Equivariance by Contrast: Identifiable Equivariant Embeddings from Unlabeled Finite Group Actions

TL;DR

This paper introduces Equivariance by Contrast (EbC), a method for learning equivariant embeddings from unlabeled data with finite group actions, demonstrating high-fidelity equivariance and theoretical identifiability across various groups.

Contribution

EbC is the first encoder-only approach to learn equivariant embeddings from group action pairs without group-specific biases, handling non-abelian and product groups.

Findings

Embeddings faithfully reproduce group operations in latent space.

Validated on synthetic data with structured transformations.

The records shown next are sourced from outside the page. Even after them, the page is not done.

PR #1720, opened 2026-07-05
sem: replace diagnostic-based error recovery for symbols

zerbina:
## Summary

Replace the diagnostic-based error recovery for symbol production with
creating a recovery symbol right away, which is a lot simpler.

## Details

1. turn `newSymGNode` from a procedure returning a node into one
   returning a symbol, and rename the procedure to `produceSymbol`.
   Errors are emitted right away, with the recovery symbol returned
   directly
2. update all callsites of the former `newSymGNode`; they don't need to
   handle error recovery anymore 
3. remove the now-obsolete routines for working with potentially
   erroneous symbol nodes (`defNameErrorNodeAllowsSymUpdate` and
   `getDefNameSymOrRecover`)
4. remove the diagnostics meant for carrying recovery symbols
5. add an `emit` procedure to the `errorhandling` module, for emitting
   diagnostics directly and without going through `newError`. This
   means that it's now possible for diagnostics that have no
   `wrongNode` attached to reach diagnostic handling
6. add a dedicated variant for `adSemDotOperatorsNotEnabled` and
   `adSemCallOperatorsNotEnabled`, so that they don't rely on the
   diagnostic having an attached `wrongNode`

For the AST produced by type-checking, this means that there's always a
valid `nkSym` node in symbol definition positions, even if the
untyped AST at that position is bogus (e.g., not an identifier, some
illegal symbol, etc.).

### DIFF
--- a/compiler/ast/ast_types.nim
+++ b/compiler/ast/ast_types.nim
@@ -1365,8 +1365,6 @@ type
         adSemSelectorMustBeOfCertainTypes,
         adSemInvalidPragmaBlock,
         adSemConceptPredicateFailed,
-        adSemDotOperatorsNotEnabled,
-        adSemCallOperatorsNotEnabled,
         adSemUnexpectedPattern,
         adSemCannotBeRaised,
         adSemCannotRaiseNonException,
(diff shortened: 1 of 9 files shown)


saem (approved):
This is much better, this was about the time where I lost faith in nkError, but couldn't see a way out beyond transitioning to diagnostics and reworking the complected reports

Theoretically proven to be identifiable.

Abstract

We propose Equivariance by Contrast (EbC) to learn equivariant embeddings from observation pairs $(\mathbf{y}, g \cdot \mathbf{y})$, where $g$ is drawn from a finite group acting on the data. Our method jointly learns a latent space and a group representation in which group actions correspond to invertible linear maps -- without relying on group-specific inductive biases. We validate our approach on the infinite dSprites dataset with structured transformations defined by the finite group $G:= (R_m \times \mathbb{Z}_n \times \mathbb{Z}_n)$, combining discrete rotations and periodic translations. The resulting embeddings exhibit high-fidelity equivariance, with group operations faithfully reproduced in latent space. On synthetic data, we further validate the approach on the non-abelian orthogonal group $O(n)$ and the general linear group $GL(n)$. We also provide a theoretical proof for identifiability. While broad evaluation across diverse group types on real-world data remains future work, our results constitute the first successful demonstration of general-purpose encoder-only equivariant learning from group action observations alone, including non-trivial non-abelian groups and a product group motivated by modeling affine equivariances in computer vision.